Even though we are a small rural community, we have a very impressive city cemetery, which is Mapleview Cemetery. Many beautiful carved ornate tombstones are located here. I've used several different ones in past articles.
The tallest monument is the cemetery belongs to former U.S. Senator Ollie M. James. How disappointed he would be today if he knew the shape our county has gotten itself into.
Ollie James was a young, dynamic Democrat that was thought to be the most able and logical man to succeed Woodrow Wilson as the chief executive of this country. He was considered the party's outstanding orator and many thought him to be the favorite for the Democrat's 1920 presidential nomination. His death in 1918 at the John Hopkins Hospital in Baltimore, of a kidney disease, cut short a most brilliant career. He had just turned 47 on July 27th, 1918.
His wife, Ruth Thomas James, purchased the monument for her deceased husband.

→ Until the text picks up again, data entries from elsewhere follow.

PR #734, opened 2022-04-01
CACTUS-883: add NotificationProvider and accompanying hook

wilysword:
https://repayonline.atlassian.net/browse/CACTUS-883

I put the code in with Notification, partly because I'm lazy but mostly because I doubt anyone will ever directly use the Notification component again after this is released, so I wanted it on the same docs page.

Not mentioned on the ticket, but added here, is the `clearNotification` function.


modules/cactus-web/src/Notification/Provider.tsx
```diff
@@ -0,0 +1,145 @@
...
+export interface ElementArgs extends NotificationArgs {
+  element: React.ReactElement
+}
+
+const hasElement = (args: any): args is ElementArgs => !!args.element
+
+interface SetNotification {
+  (note: AlertArgs): React.Key
+  (note: ElementArgs): React.Key
+}
```
daniloPenaR, line 25: Is that a kind of _hybrid_ type?

daniloPenaR (approved):
Tested it and works perfectly. It'd be nice to implement it inside of the `create-repay-ui` templates. Anyway, I left some questions and my approval.

modules/cactus-web/src/Notification/Provider.tsx
wilysword: Same as the other comment, this is overloading. But when using arrow functions, you can't do the multiple definitions thing that you do with the `function` keyword, so instead you have to make an interface with multiple call signatures. It's functionally the same as what you see in the test you commented on, though.

modules/cactus-web/src/Notification/Provider.tsx
```diff
@@ -0,0 +1,145 @@
...
+      }
+      element = React.createElement(Alert, alertProps, message)
+    }
+    this.dispatch({ element, key, vertical, horizontal })
+    return key
+  }
+}
+
+// Separate component so that changes to the notifications don't rerender the entire tree.
+const NotificationRenderer = ({ store }: { store: NotificationStore }) => {
```
Dhalton, line 111: Clever to separate the rendering from the provider itself. I wouldn't have thought to do that.

Dhalton (commented):
Looks awesome. Do you think the alerts in each notification should be rendered with some top/bottom margin to space them out a bit though?

wilysword:
> Do you think the alerts in each notification should be rendered with some top/bottom margin to space them out a bit though?

Personally I think it looks fine the way it is, and if the dev wants space they can always add it when setting the notification.

Dhalton (approved):

PR #738, opened 2022-04-05
CACTUS-880 `@repay/scripts` upgrade

wilysword:
https://repayonline.atlassian.net/browse/CACTUS-880

I found that regenerating the lockfile, and even upgrading `@repay/scripts` without touching anything else, caused the same hanging tests issues that Danilo saw in the recent upgrade ticket. I assumed that there would be only one or two libraries actually at fault for that so I ran `yarn-deduplicate` to see what changed, then split that list into chunks and de-duped them one at a time (that's the first commit, originally several commits which I squashed when I was done). Eventually I found that it was the switch to `core-js` that caused the problem, and that anything v3.16 or higher didn't work. `resolutions` in the `package.json` is supposed to be able to specify a particular parent package for the pinned dependency, but I couldn't get that to work so I just pinned it globally.

With the recent rollup config fix, I also removed the config overrides used by several of the modules. I left the one in `theme-components` because I have no idea what it's doing or why.


daniloPenaR (approved):
This leads me to a few questions:
- Why are we using rollup and webpack (specially rollup)?
- Can you give me more details on the process you followed doin' this:
> then split that list into chunks and de-duped them one at a time (that's the first commit, originally several commits which I squashed when I was done)

I mean, you took the entire lockfile and start looking by parts? 
(maybe this could be useful to me for the next time I need to deal with that kind of tickets 😅 )

Anyway, seems good to me, here's my approval.

wilysword:
> Why are we using rollup and webpack (specially rollup)?

Don't really know about rollup; I just know that we recently fixed a config discrepancy that meant we could remove the related config overrides. I think webpack is kind of like a compiler, it takes your code and processes it into a bundle that can be sent to browsers to be executed.

> Can you give me more details on the process you followed doin' this

1. Ran `yarn deduplicate`, then saved the results of `git diff` to a file.
2. Used vim magic (I'm sure other editors can do it too) to prune the diff file till I had just the list of packages affected by the dedup; one of which should be causing the tests to hang.
3. Used `yarn deduplicate --packages` to deduplicate a few packages at a time, following this pattern (I split the list of packages into several files based on first letter):
    1. ``yarn deduplicate --packages `cat a-c` ``
    2. ``rm -rf `find -name node_modules` && yarn install``
    3. `yarn w standard test:ci`
    4. If the tests run, I would commit the changes and move on to the next chunk of packages.
    5. If the tests hang, I would further split the current chunk until I'd narrowed it down to just one that was causing the issue.

That ended up being `core-js`, or more specifically, the version of `core-js` used by `@repay/scripts`.

PR #741, opened 2022-04-08
CACTUS-885 :: Upgrade to Yarn Berry

Dhalton:
Ticket & UAT: https://repayonline.atlassian.net/browse/CACTUS-885

The more notable changes are changes in syntax:
- No more artbitrary `pre` and `post` scripts -- `preinstall` and `posinstall` still work but any others must be explicitly called now.
- `--frozen-lockfile` has been changed to `--immutable`
- `yarn workspaces run` has been changed to `yarn workspaces foreach -i -v --exclude cactus run`.
  - `-i` (interlaced) prints workspace output at run time instead of truncating it.
  - `-v` (verbose) prints workspace names next to output.
  - `--exclude cactus` is needed because it runs the command for the _root_ workspace, too, which causes an infinite loop in cases where both the root workspace and child workspaces contain a script with the same key, so we skip the root workspace.

One other quirk was that, when running in the CI pipeline, workspaces didn't have access to `jest`, so I had to add it to the root. I had a github thread related to that, but I can't seem to find it anymore....


wilysword (approved):

Dhalton:
I just noticed that Testcafe is only running some of the integration tests and skipping a lot of them, so I'll need to figure that out before we merge this.

PR #90, opened 2021-12-06
Fix remote_login with nc client for windows guest

xiaodwan:
In commit 23829fca09f75badf651acb593e7d4e4e2a98001, a new parameter
was introduced, but it broke the nc client. This patch fixes the
problem.

Signed-off-by: Xiaodai Wang <xiaodwan@redhat.com>

### DIFF
--- a/aexpect/remote.py
+++ b/aexpect/remote.py
@@ -371,6 +371,8 @@ def remote_login(client, host, port, username, password, prompt, linesep="\n",
     :param status_test_command: Command to be used for getting the last
             exit status of commands run inside the shell (used by
             cmd_status_output() and friends).
+    :param verbose: If True, log some stats using LOG.debug (RSS only), only
+            valid when client is ssh or nc.
     :param bind_ip: ssh through specific interface on
                     client(specify interface ip)
     :param preferred_authenticaton: Given value of PreferredAuthentications in ssh
@@ -405,7 +407,7 @@ def remote_login(client, host, port, username, password, prompt, linesep="\n",
     elif client == "telnet":
         cmd = f"telnet -l {username} {host} {port}"
     elif client == "nc":
-        cmd = f"nc {verbose} {host} {port}"
+        cmd = f"nc {' '.join(extra_params)} {host} {port}"
     else:
         raise LoginBadClientError(client)
 


xiaodwan:
The test result:
 (1/1) type_specific.io-github-autotest-libvirt.function_test_esx.positive_test.windows.uefi.win2019.esx_67.rhev.rhv_upload.it_vddk.vpx_uri: PASS (535.50 s)

xiaodwan:
Looks like the CI has problem.
@clebergnu @lmr @chunfuwen Could you help to review this PR? Because the 1.6.3 blocks v2v testing against windows guest, I'd like a new release of aexpect to fix the issue. Thanks.

xiaodwan:
+ @ldoktor

Yingshun (approved):
LGTM. The nc command was mistaken and tried to connect 'False'. And this fix works well in my env.

chunfuwen:
It sounds like previous fix( In commit 23829fc) miss the change in case:client == "nc"

chunfuwen (approved):
LGTM

dzhengfy (approved):
LGTM

dzhengfy:
@ldoktor , this fix is to correct the regression in https://github.com/avocado-framework/aexpect/pull/86 and important for whole v2v test. Could you help review and merge it if no concern? And a new aexpect tag is also needed. Thanks.

aexpect/remote.py
```diff
@@ -405,7 +404,7 @@ def remote_login(client, host, port, username, password, prompt, linesep="\n",
     elif client == "telnet":
         cmd = f"telnet -l {username} {host} {port}"
     elif client == "nc":
-        cmd = f"nc {verbose} {host} {port}"
+        cmd = f"nc {' '.join(extra_params)} {host} {port}"
```
beraldoleal, line 407: extra_params is used on 'ssh' and 'nc' now. However is not being used when using 'telnet'. If that is by design, then we should make it clear on the docstring.

aexpect/remote.py
```diff
@@ -383,8 +383,7 @@ def remote_login(client, host, port, username, password, prompt, linesep="\n",
     :return: A RemoteSession object.
     """
     extra_params = []
-    if verbose:
-        extra_params.append("-vv")
+    extra_params.append(f"{'-vv' if verbose else ''}")
```
beraldoleal, line 386: IIUC, this change is adding an empty string to the list in case of normal run (verbose=false). While this is valid, I find odd having a empty value inside a "list of extra parameters". Unless I'm missing something, the fix itself is on the line 407. And it will work even with this current logic here. So, is there any reason for you adding this empty string here?

beraldoleal: Also, I know that is not related to your change, but if you dont mind, could please, take this opportunity to add the 'verbose' argument to this method docstring, since it is missing?

beraldoleal (changes requested):

aexpect/remote.py
xiaodwan: Sure

aexpect/remote.py
xiaodwan: Yes, The change in L386 is not necessary.

aexpect/remote.py
xiaodwan: @beraldoleal I updated the docstring, please have a look, thanks.

clebergnu:
Closing / reopening to trigger CI.

clebergnu (approved):
LGTM.

beraldoleal (approved):

PR #97, opened 2022-01-12
client: Make sure aexpect_helper file descriptors are closed

bgartzi:
The commit fixes the bug listed below. It also fixes a file leak that was being reported when users were opening and closing sessions while keeping a reference to them even if they were closed.
The commit introduces the needed changes to make sure the file leak is fixed.

ID: 2003990

### DIFF
--- a/aexpect/client.py
+++ b/aexpect/client.py
@@ -277,6 +277,25 @@ class Spawn:
             except OSError:
                 pass
 
+    def _close_aexpect_helper(self):
+        """
+        Makes sure the subprocess holding the aexpect_helper is terminated
+        and that the file descriptors related to it are closed. Then releases
+        the popen instance.
+        """
+        if self._aexpect_helper:
+            try:
+                self._aexpect_helper.wait(10)
+            except subprocess.TimeoutExpired:
+                self._aexpect_helper.kill()
+            finally:
+                if self._aexpect_helper.stdout:
+                    self._aexpect_helper.stdout.close()
+                if self._aexpect_helper.stdin:
+                    self._aexpect_helper.stdin.close()
+                self._aexpect_helper.wait(10)
+            self._aexpect_helper = None
+
     def get_id(self):
         """
         Return the instance's a_id attribute, which may be used to access the
@@ -374,13 +393,8 @@ class Spawn:
             # Remove all used files
             if 'AEXPECT_DEBUG' not in os.environ:
                 shutil.rmtree(os.path.join(BASE_DIR, f'aexpect_{self.a_id}'))
+            self._close_aexpect_helper()
             self.closed = True
-        if self._aexpect_helper:
-            try:
-                self._aexpect_helper.wait(10)
-            except subprocess.TimeoutExpired:
-                self._aexpect_helper.kill()
-                self._aexpect_helper.wait(10)
 
     def set_linesep(self, linesep):
         """
--- a/tests/test_client.py
+++ b/tests/test_client.py
@@ -128,6 +128,30 @@ class CommandsTests(unittest.TestCase):
         self.assertIn("SECOND LINE", out)
         self.assertIn("THIRD LINE", out)
 
+    def test_fd_leak(self):
+        """
+        Check file descriptors are not being leaked
+        """
+        def get_proc_fds():
+            """
+            Returns a set containing the fd names opened under the process
+
+            :returns: set
+            """
+            # Ommitting the last one since it is the one opened to
+            # get the result from running the listdir method
+            process_fds = os.listdir(f"/proc/{os.getpid()}/fd")[:-1]
+            return set(process_fds)
+
+        fds_before = get_proc_fds()
+        session = client.ShellSession("sh")
+        session.close()
+        fds_after = get_proc_fds()
+        self.assertEqual(fds_after, fds_before,
+                         msg="fd leak: Closing the session didn't close "
+                             "the file descriptors")
+        session = None
+
 
 if __name__ == '__main__':
     unittest.main()


bgartzi:
@luckyh could you please have a check on this pull request?

qingwangrh:
python3 ConfigTest.py --testcase=block_during_io.iozone_stress.system_disk.send_qmp.with_system_reset --platform=x86_64   --machines=q35 --guestname=Win10,Win2019 --nrepeat=3
(1/8) Host_RHEL.m8.u6.product_rhel.qcow2.virtio_scsi.up.virtio_net.Guest.Win10.x86_64.io-github-autotest-qemu.unattended_install.cdrom.extra_cdrom_ks.default_install.aio_threads.q35: PASS (700.69 s)
 (2/8) Host_RHEL.m8.u6.product_rhel.qcow2.virtio_scsi.up.virtio_net.Guest.Win2019.x86_64.io-github-autotest-qemu.unattended_install.cdrom.extra_cdrom_ks.default_install.aio_threads.q35: PASS (665.84 s)
 (3/8) repeat1.Host_RHEL.m8.u6.product_rhel.qcow2.virtio_scsi.up.virtio_net.Guest.Win10.x86_64.io-github-autotest-qemu.block_during_io.iozone_stress.system_disk.send_qmp.with_system_reset.q35: PASS (267.45 s)
 (4/8) repeat1.Host_RHEL.m8.u6.product_rhel.qcow2.virtio_scsi.up.virtio_net.Guest.Win2019.x86_64.io-github-autotest-qemu.block_during_io.iozone_stress.system_disk.send_qmp.with_system_reset.q35: PASS (299.42 s)
 (5/8) repeat2.Host_RHEL.m8.u6.product_rhel.qcow2.virtio_scsi.up.virtio_net.Guest.Win10.x86_64.io-github-autotest-qemu.block_during_io.iozone_stress.system_disk.send_qmp.with_system_reset.q35: PASS (251.43 s)
 (6/8) repeat2.Host_RHEL.m8.u6.product_rhel.qcow2.virtio_scsi.up.virtio_net.Guest.Win2019.x86_64.io-github-autotest-qemu.block_during_io.iozone_stress.system_disk.send_qmp.with_system_reset.q35: PASS (229.32 s)
 (7/8) repeat3.Host_RHEL.m8.u6.product_rhel.qcow2.virtio_scsi.up.virtio_net.Guest.Win10.x86_64.io-github-autotest-qemu.block_during_io.iozone_stress.system_disk.send_qmp.with_system_reset.q35: PASS (252.03 s)
 (8/8) repeat3.Host_RHEL.m8.u6.product_rhel.qcow2.virtio_scsi.up.virtio_net.Guest.Win2019.x86_64.io-github-autotest-qemu.block_during_io.iozone_stress.system_disk.send_qmp.with_system_reset.q35: PASS (230.39 s)

LGTM

aexpect/client.py
```diff
@@ -277,6 +277,24 @@ def _close_reader_fds(self):
...
+                self._aexpect_helper.stdout.close()
+            try:
+                if self._aexpect_helper.stdin:
+                    self._aexpect_helper.stdin.close()
+            finally:
+                try:
+                    self._aexpect_helper.wait(10)
+                except subprocess.TimeoutExpired:
+                    self._aexpect_helper.kill()
+                    self._aexpect_helper.wait(10)
```
luckyh, line 296: To copy the exact way that `subprocess.call` handled this, I'd suggest calling `wait`/`kill` at first:

```suggestion
            try:
                try:
                    self._aexpect_helper.wait(10)
                except subprocess.TimeoutExpired:
                    self._aexpect_helper.kill()
            finally:
                if self._aexpect_helper.stdout:
                    self._aexpect_helper.stdout.close()
                try:
                    if self._aexpect_helper.stdin:
                        self._aexpect_helper.stdin.close()
                finally:
                    self._aexpect_helper.wait(10)
```


https://github.com/python/cpython/blob/be578e0c063dad1dbb273f86d5bc77e4e6f14583/Lib/subprocess.py#L345-L351
https://github.com/python/cpython/blob/be578e0c063dad1dbb273f86d5bc77e4e6f14583/Lib/subprocess.py#L1033-L1059

luckyh, line 296: And, at the end we could consider to release the `Popen` instances.
```python
self._aexpect_helper = None
```

bgartzi: I'll redo the commit right now, thank you

bgartzi: Yes, it looks way nicer like this, thank you

bgartzi:
Hi @luckyh,

I checked if the fact that different methods for getting the fds opened by a process open new file descriptors affected the suggested test.

In general, if there is not a difference in the file descriptors opened between both checks, the id-number of the file descriptor opened to do the check will be the same at first and at the end. Thus, we won't be facing the problems I was thinking about at first.

In fact, I made a quick check. I ran the test 100 times over the fixed code and it passed all the times. I also ran the test as many times as before over the previous commit and it failed 100 times. I checked the output of the sets and set differences and it seems that it makes sense.

I'm providing an updated commit including the test case in a few minutes.

Regards,

luckyh:
> Hi @luckyh,
> 
> I checked if the fact that different methods for getting the fds opened by a process open new file descriptors affected the suggested test.
> 
> In general, if there is not a difference in the file descriptors opened between both checks, the id-number of the file descriptor opened to do the check will be the same at first and at the end. Thus, we won't be facing the problems I was thinking about at first.
> 
> In fact, I made a quick check. I ran the test 100 times over the fixed code and it passed all the times. I also ran the test as many times as before over the previous commit and it failed 100 times. I checked the output of the sets and set differences and it seems that it makes sense.
> 
> I'm providing an updated commit including the test case in a few minutes.
> 
> Regards,

@bgartzi good to know that, thanks!

luckyh (approved):
ACK

luckyh:
Hi @ldoktor would you mind to help review this PR? The issue might be something related to https://github.com/avocado-framework/aexpect/pull/79.

aexpect/client.py
```diff
@@ -277,6 +277,28 @@ def _close_reader_fds(self):
...
+                    self._aexpect_helper.kill()
+            finally:
+                if self._aexpect_helper.stdout:
+                    self._aexpect_helper.stdout.close()
+                try:
+                    if self._aexpect_helper.stdin:
+                        self._aexpect_helper.stdin.close()
+                finally:
+                    self._aexpect_helper.wait(10)
+                self._aexpect_helper = None
```
ldoktor, line 300: This cleanup looks a bit unnecessary complicated to me, how about simply:

```python
if self._aexpect_helper:
    try:
        self._aexpect_helper.wait(10)
    except subprocess.TimeoutExpired:
        self._aexpect_helper.kill()
    finally:
        if self._aexpect_helper.stdout:
            self._aexpect_helper.stdout.close()
        if self._aexpect_helper.stdin:
            self._aexpect_helper.stdin.close()
        self._aexpect_helper.wait(10)
    self._aexpect_helper = None
```

I mean the second try/finally only catches stdin handling and not the stdout handling.

ldoktor (commented):
Thanks for this catch, indeed when the `wait` timeouts the stdin/stdout are not closed. Please consider the necessity of the second try/finally and either let me know why stdout does not require one and stdin does or unify both handling.

bgartzi:
Hi Lukáš,

Sorry for the late reply. We were considering the second try/catch as it's done that way in the Popen's `__exit__` method [0] since "Flushing a BufferedWriter may raise an error".

However, I'm starting to think that waiting and then cleaning by `self._aexpect_helper = None` might also do the work in a much simpler way. I mean, I consider that this way python should be calling the default clean up method from Popen and getting the things done by itself, am I wrong?

Thank you!

[0] https://github.com/python/cpython/blob/be578e0c063dad1dbb273f86d5bc77e4e6f14583/Lib/subprocess.py#L1033-L1059

aexpect/client.py
bgartzi: Hi,

As I commented before, considering your feedback and getting code simplified, even something like 
```python
    def _close_aexpect_helper(self):
        """
        Makes sure the subprocess holding the aexpect_helper is terminated
        and that the file descriptors related to it are closed. Then releases
        the popen instance.
        """
        if self._aexpect_helper:
            try:
                self._aexpect_helper.wait(10)
            except subprocess.TimeoutExpired:
                self._aexpect_helper.kill()
                self._aexpect_helper.wait(10)
            finally:
                self._aexpect_helper = None
```

Should have the work done by itself, as the problem was that saving an indirect reference to the process wasn't letting the python garbage collector clean the `Popen` related to the `self._aexpect_helper`. However, this way we wouldn't be manually assuring that the fds are closed, but relying on the Popen's cleanup routines instead.

According to some testing I'm running right now, even the now suggested code piece is closing the opened fds. Deciding whether one or the other fits better on the code should be related to wanting to get things done _manually_ or just relying on the `Popen` cleanup routines implemented on `subprocess.py`.

Please, @ldoktor, @luckyh let me know what do you think about this. I'll update the commit considering the feedback.

Thank you,
Beñat

luckyh: @bgartzi yes, I had realized this thing when I was going to give the suggestion https://github.com/avocado-framework/aexpect/pull/97#discussion_r783689453. But finally, for making the behavior predictable, I decided to not let the cleanup procedure rely on Python's GC. Or otherwise, I'm not sure if we might deal with some weird problem related to that in the future.

Thanks,

ldoktor:
> Hi Lukáš,
> 
> Sorry for the late reply. We were considering the second try/catch as it's done that way in the Popen's `__exit__` method [0] since "Flushing a BufferedWriter may raise an error".
> 
> However, I'm starting to think that waiting and then cleaning by `self._aexpect_helper = None` might also do the work in a much simpler way. I mean, I consider that this way python should be calling the default clean up method from Popen and getting the things done by itself, am I wrong?

Well that's what I thought as well but thanks to you I learned the pipes from `Popen.stdin|stdout|stderr` are not being cleaned by `Popen`'s `__del__`. Anyway the current version seems complete and does closes even unkillable processes. Thank you for this fix.

> 
> Thank you!
> 
> [0] https://github.com/python/cpython/blob/be578e0c063dad1dbb273f86d5bc77e4e6f14583/Lib/subprocess.py#L1033-L1059

ldoktor (approved):
Yep, looks good to me.

ldoktor:
As there are no further comments and one ack, let me merge this.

The monument is a gigantic structure of granite, weighing 44,300 pounds. It is eight and one -half square feet at the base and is thirty-five feet high.
The monument arrived at Marion on flat train cars at the Marion Depot in July 1920. The City Coal and Transfer company had the contract to move the monument to the cemetery. The largest of the four sections weighs twelve tons and there was only one chance of obtaining a convey-carrier large enough to handle the enormous load. This was a log wagon which had been used for moving large boilers.
Part of a speech delivered by Senator James is engraved on the base of the stone:
I shall go forth to take my stand in that great arena and vote the sentiments of Kentuckians; to defend them as I would my honor; to protect their money as I would my own; to reflect their will and do their service; and when I shall come to lay off that great toga, dearer to me than anything Republic, the words, "Well done thou good and faithful servant."